● **Task description**:
Transcribe every line of the listing below without any deviation.

::: Available records :::

PR #333, opened 2019-08-27
Cover Block: Fix section header contrast issue with homepage block

laurelfulford:
### All Submissions:

* [x] Have you followed the [Newspack Contributing guideline](https://github.com/Automattic/newspack-theme/blob/master/.github/CONTRIBUTING.md)?
* [x] Does your code follow the [WordPress' coding standards](https://make.wordpress.org/core/handbook/best-practices/coding-standards/) and [VIP Go coding standards](https://vip.wordpress.com/documentation/vip-go/code-review-blockers-warnings-notices/)?
* [x] Have you checked to ensure there aren't other open [Pull Requests](../../pulls) for the same update/change?

### Changes proposed in this Pull Request:

This PR fixes a contrast issue that happens when you nest the homepage block into the cover block -- the section header of the homepage block isn't white on the front end for Style Packs 1-4. 

Thankfully the fix is just making the selectors less specific. 

Style 1:

image

Style 2:

image

Style 3:

image

Style 4:

image

### How to test the changes in this Pull Request:

1. Copy this [test content](https://cloudup.com/cmGhyEkvMGg) into a post.
2. Apply the PR and run `npm run build.`
3. Cycle through the style packs and confirm the 'section header' text is white on the front-end (it's already working as expected in the editor). For Style packs 1 and 3, the accents (the blocks before or above) should still use your primary colour.

### Other information:

* [x] Have you added an explanation of what your changes do and why you'd like us to include them?

PR #793, opened 2020-02-21
Add separate custom colour control for the Header Background

### LINKED ISSUE #645: Header background colour as separate option
Right now if you pick the 'solid background' option for the header, it uses the primary colour, when you're using style packs default, 1 and 2. 

Styles 3, 4 and 5 use dark grey/black.

To reduce confusion/make the options more flexible, it might be good to add a separate header bg colour option.

laurelfulford:
### All Submissions:

This PR adds a separate option to change the header background colour independent of the child theme's default -- right now, the default theme, Scott and Nelson will us the primary colour, and Katharine, Sacha and Joseph use grey or black. 

Unfortunately, the control is a bit convoluted, in an attempt to not impact existing sites. I'm hoping once it's rolled out, and settings updated on each site, we can strip out some of the child theme specific code (like the grey/black defaults -- payback for my own 'cleverness' there), and any instance of a theme still using the primary colour. This may not be the best approach, and I'm definitely open to chatting with anyone about it, and making as many improvements as possible before it goes out there. 

It's possible that this should also impact how the colours work for the 'featured image beside' style after it's merged -- right now they use the primary colour, but if the header also uses the primary colour as a background colour, they'll switch to dark grey. This is more confusing cleverness, and should be switched to something more straight-forward -- a light-grey/dark grey/primary colour toggle as an option, or yet another colour picker, since there will be no simple way to avoid clashes with any-possible-header-colour. 

Note: this PR needs #698 to land first, and after that will need to be updated to remove any merge conflicts. That issue fixes the CSS escaping that's currently causing selectors to get messed up, and causing contrast issues in the header in some cases -- without it, you could see issues in this PR that are actually fixed there. 

As expected, this one will be a bit hellacious to test -- apologies in advance!

Closes #645.

First, test the behaviour of the new options in the Customizer:

2. Switch to the default theme, default style pack, default header settings, default colour settings. 
3. View the 'Colors' panel:

image

4. Switch to 'Custom' and note the typical appearance:

image

5. Switch to the 'Header Settings' panel and toggle on Solid Header'.
6. Switch back to the 'Colors' panel, and you should see:

image

The 'default' setting will keep the theme's default behaviour -- either using the primary colour, or a grey/black. 

7. Toggle this option to 'Custom' and confirm you have a colour picker for the header: 

image

8. To make sure these panels show/hide as expected, try changing the settings on the Colors panel at random, and go back and forth to the Header Settings to toggle 'Solid Background' on and off. The purpose is to see if you can catch something showing when it shouldn't, eg. just the Header Background Color picker when the default colour palette is picked, or anything to do with the header colour when 'Solid Background' is unchecked. 

Next, check that the options actually work:

1. Return the settings to Solid Background for the header, and pick the 'Custom' Header background colour option. It should default to grey:

image

2. Try a couple colour options to make sure the contrast is working (one dark, one light):

image

image

3. Try the same with the short header option selected:

image

image

4. Test the mobile menu:

image

5. Silently curse Laurel for getting you to review this PR as you look at step 6.
6. Repeat steps 1-3 with the child themes (no need to test step 4, as the child themes don't do anything unique to its colours). There are screenshots below for what each should look like:

_(The contrast issues in these screenshots is fixed by #698; I can update screenshots once that's merged)._

**Scott:**

Default (primary colour):

image

Custom light:

image

image

Custom dark:

image

image

**Nelson:**

Default (primary colour):

image

Custom light: 

image

image

Custom dark:

image

image

**Katharine:**

Default (dark grey - #333):

image

Custom light:

image

image

Custom dark:

image

image

**Sacha:**

Default (dark grey - #333):

image

Custom light:

image

image

Custom dark:

image

image

**Joseph:**

Default (black):

image

Custom light:

image

image

Custom dark:

image

image

I did make the same updates in the style packs code, but I think outside of making sure it's not throwing errors, I don't think it needs the same level of testing -- if we do have reports of issues outside of the cohort, it's a good opportunity to get someone switched to a child theme :) 

### Other information:

### DIFF
--- a/newspack-joseph/inc/child-color-patterns.php
+++ b/newspack-joseph/inc/child-color-patterns.php
@@ -37,11 +37,11 @@ function newspack_joseph_custom_colors_css() {
 		$theme_css .= '
 			/* Header solid background */
 			.h-sb .middle-header-contain {
-				background-color: ' . $header_color . ';
+				background-color: ' . esc_html( $header_color ) . ';
 			}
 			.h-sb .top-header-contain {
-				background-color: ' . newspack_adjust_brightness( $header_color, -10 ) . ';
-				border-bottom-color: ' . newspack_adjust_brightness( $header_color, -15 ) . ';
+				background-color: ' . esc_html( newspack_adjust_brightness( $header_color, -10 ) ) . ';
+				border-bottom-color: ' . esc_html( newspack_adjust_brightness( $header_color, -15 ) ) . ';
 			}
 
 			/* Header solid background */
@@ -56,7 +56,7 @@ function newspack_joseph_custom_colors_css() {
 			.h-sb.h-sh .nav1 ul.main-menu > li > a:hover,
 			.h-sb .top-header-contain,
 			.h-sb .middle-header-contain {
-				color: ' . $header_color_contrast . ';
+				color: ' . esc_html( $header_color_contrast ) . ';
 			}
 		';
 	}
--- a/newspack-joseph/inc/child-color-patterns.php
+++ b/newspack-joseph/inc/child-color-patterns.php
@@ -14,8 +14,14 @@ function newspack_joseph_custom_colors_css() {
 	if ( 'default' !== get_theme_mod( 'theme_colors', 'default' ) ) {
 		$primary_color   = get_theme_mod( 'primary_color_hex', $primary_color );
 		$secondary_color = get_theme_mod( 'secondary_color_hex', $secondary_color );
+
+		if ( 'default' !== get_theme_mod( 'header_color', 'default' ) ) {
+			$header_color          = get_theme_mod( 'header_color_hex', '#666' );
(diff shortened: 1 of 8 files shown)


claudiulodro:
It's cool if you want to address that above issue in a follow-up PR, not sure how complex the logic will be to make things work nicely.

laurelfulford:
Thanks @claudiulodro! 

I think that should be pretty straight-forward to fix -- let me give it a quick try. Worst case, if it goes out without it, the 'default' colour setting is not something most sites have on for any length of time.

laurelfulford:
I think I squashed that incorrect customizer control issue in 02e6c63 -- @claudiulodro do you mind taking a second look to confirm before I merge? Thanks!

claudiulodro:
Looks good. Thanks for the speedy fix. 👍

laurelfulford:
Thanks for catching that! 🙌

:::

● **Result of the exercise**:
PR #333, opened 2019-08-27
Cover Block: Fix section header contrast issue with homepage block

laurelfulford:
### All Submissions:

* [x] Have you followed the [Newspack Contributing guideline](https://github.com/Automattic/newspack-theme/blob/master/.github/CONTRIBUTING.md)?
* [x] Does your code follow the [WordPress' coding standards](https://make.wordpress.org/core/handbook/best-practices/coding-standards/) and [VIP Go coding standards](https://vip.wordpress.com/documentation/vip-go/code-review-blockers-warnings-notices/)?
* [x] Have you checked to ensure there aren't other open [Pull Requests](../../pulls) for the same update/change?

### Changes proposed in this Pull Request:

This PR fixes a contrast issue that happens when you nest the homepage block into the cover block -- the section header of the homepage block isn't white on the front end for Style Packs 1-4. 

Thankfully the fix is just making the selectors less specific. 

Style 1:

image

Style 2:

image

Style 3:

image

Style 4:

image

### How to test the changes in this Pull Request:

1. Copy this [test content](https://cloudup.com/cmGhyEkvMGg) into a post.
2. Apply the PR and run `npm run build.`
3. Cycle through the style packs and confirm the 'section header' text is white on the front-end (it's already working as expected in the editor). For Style packs 1 and 3, the accents (the blocks before or above) should still use your primary colour.

### Other information:

* [x] Have you added an explanation of what your changes do and why you'd like us to include them?

PR #793, opened 2020-02-21
Add separate custom colour control for the Header Background

### LINKED ISSUE #645: Header background colour as separate option
Right now if you pick the 'solid background' option for the header, it uses the primary colour, when you're using style packs default, 1 and 2. 

Styles 3, 4 and 5 use dark grey/black.

To reduce confusion/make the options more flexible, it might be good to add a separate header bg colour option.

laurelfulford:
### All Submissions:

This PR adds a separate option to change the header background colour independent of the child theme's default -- right now, the default theme, Scott and Nelson will us the primary colour, and Katharine, Sacha and Joseph use grey or black. 

Unfortunately, the control is a bit convoluted, in an attempt to not impact existing sites. I'm hoping once it's rolled out, and settings updated on each site, we can strip out some of the child theme specific code (like the grey/black defaults -- payback for my own 'cleverness' there), and any instance of a theme still using the primary colour. This may not be the best approach, and I'm definitely open to chatting with anyone about it, and making as many improvements as possible before it goes out there. 

It's possible that this should also impact how the colours work for the 'featured image beside' style after it's merged -- right now they use the primary colour, but if the header also uses the primary colour as a background colour, they'll switch to dark grey. This is more confusing cleverness, and should be switched to something more straight-forward -- a light-grey/dark grey/primary colour toggle as an option, or yet another colour picker, since there will be no simple way to avoid clashes with any-possible-header-colour. 

Note: this PR needs #698 to land first, and after that will need to be updated to remove any merge conflicts. That issue fixes the CSS escaping that's currently causing selectors to get messed up, and causing contrast issues in the header in some cases -- without it, you could see issues in this PR that are actually fixed there. 

As expected, this one will be a bit hellacious to test -- apologies in advance!

Closes #645.

First, test the behaviour of the new options in the Customizer:

2. Switch to the default theme, default style pack, default header settings, default colour settings. 
3. View the 'Colors' panel:

image

4. Switch to 'Custom' and note the typical appearance:

image

5. Switch to the 'Header Settings' panel and toggle on Solid Header'.
6. Switch back to the 'Colors' panel, and you should see:

image

The 'default' setting will keep the theme's default behaviour -- either using the primary colour, or a grey/black. 

7. Toggle this option to 'Custom' and confirm you have a colour picker for the header: 

image

8. To make sure these panels show/hide as expected, try changing the settings on the Colors panel at random, and go back and forth to the Header Settings to toggle 'Solid Background' on and off. The purpose is to see if you can catch something showing when it shouldn't, eg. just the Header Background Color picker when the default colour palette is picked, or anything to do with the header colour when 'Solid Background' is unchecked. 

Next, check that the options actually work:

1. Return the settings to Solid Background for the header, and pick the 'Custom' Header background colour option. It should default to grey:

image

2. Try a couple colour options to make sure the contrast is working (one dark, one light):

image

image

3. Try the same with the short header option selected:

image

image

4. Test the mobile menu:

image

5. Silently curse Laurel for getting you to review this PR as you look at step 6.
6. Repeat steps 1-3 with the child themes (no need to test step 4, as the child themes don't do anything unique to its colours). There are screenshots below for what each should look like:

_(The contrast issues in these screenshots is fixed by #698; I can update screenshots once that's merged)._

**Scott:**

Default (primary colour):

image

Custom light:

image

image

Custom dark:

image

image

**Nelson:**

Default (primary colour):

image

Custom light: 

image

image

Custom dark:

image

image

**Katharine:**

Default (dark grey - #333):

image

Custom light:

image

image

Custom dark:

image

image

**Sacha:**

Default (dark grey - #333):

image

Custom light:

image

image

Custom dark:

image

image

**Joseph:**

Default (black):

image

Custom light:

image

image

Custom dark:

image

image

I did make the same updates in the style packs code, but I think outside of making sure it's not throwing errors, I don't think it needs the same level of testing -- if we do have reports of issues outside of the cohort, it's a good opportunity to get someone switched to a child theme :) 

### Other information:

### DIFF
--- a/newspack-joseph/inc/child-color-patterns.php
+++ b/newspack-joseph/inc/child-color-patterns.php
@@ -37,11 +37,11 @@ function newspack_joseph_custom_colors_css() {
 		$theme_css .= '
 			/* Header solid background */
 			.h-sb .middle-header-contain {
-				background-color: ' . $header_color . ';
+				background-color: ' . esc_html( $header_color ) . ';
 			}
 			.h-sb .top-header-contain {
-				background-color: ' . newspack_adjust_brightness( $header_color, -10 ) . ';
-				border-bottom-color: ' . newspack_adjust_brightness( $header_color, -15 ) . ';
+				background-color: ' . esc_html( newspack_adjust_brightness( $header_color, -10 ) ) . ';
+				border-bottom-color: ' . esc_html( newspack_adjust_brightness( $header_color, -15 ) ) . ';
 			}
 
 			/* Header solid background */
@@ -56,7 +56,7 @@ function newspack_joseph_custom_colors_css() {
 			.h-sb.h-sh .nav1 ul.main-menu > li > a:hover,
 			.h-sb .top-header-contain,
 			.h-sb .middle-header-contain {
-				color: ' . $header_color_contrast . ';
+				color: ' . esc_html( $header_color_contrast ) . ';
 			}
 		';
 	}
--- a/newspack-joseph/inc/child-color-patterns.php
+++ b/newspack-joseph/inc/child-color-patterns.php
@@ -14,8 +14,14 @@ function newspack_joseph_custom_colors_css() {
 	if ( 'default' !== get_theme_mod( 'theme_colors', 'default' ) ) {
 		$primary_color   = get_theme_mod( 'primary_color_hex', $primary_color );
 		$secondary_color = get_theme_mod( 'secondary_color_hex', $secondary_color );
+
+		if ( 'default' !== get_theme_mod( 'header_color', 'default' ) ) {
+			$header_color          = get_theme_mod( 'header_color_hex', '#666' );
(diff shortened: 1 of 8 files shown)


claudiulodro:
It's cool if you want to address that above issue in a follow-up PR, not sure how complex the logic will be to make things work nicely.

laurelfulford:
Thanks @claudiulodro! 

I think that should be pretty straight-forward to fix -- let me give it a quick try. Worst case, if it goes out without it, the 'default' colour setting is not something most sites have on for any length of time.

laurelfulford:
I think I squashed that incorrect customizer control issue in 02e6c63 -- @claudiulodro do you mind taking a second look to confirm before I merge? Thanks!

claudiulodro:
Looks good. Thanks for the speedy fix. 👍

laurelfulford:
Thanks for catching that! 🙌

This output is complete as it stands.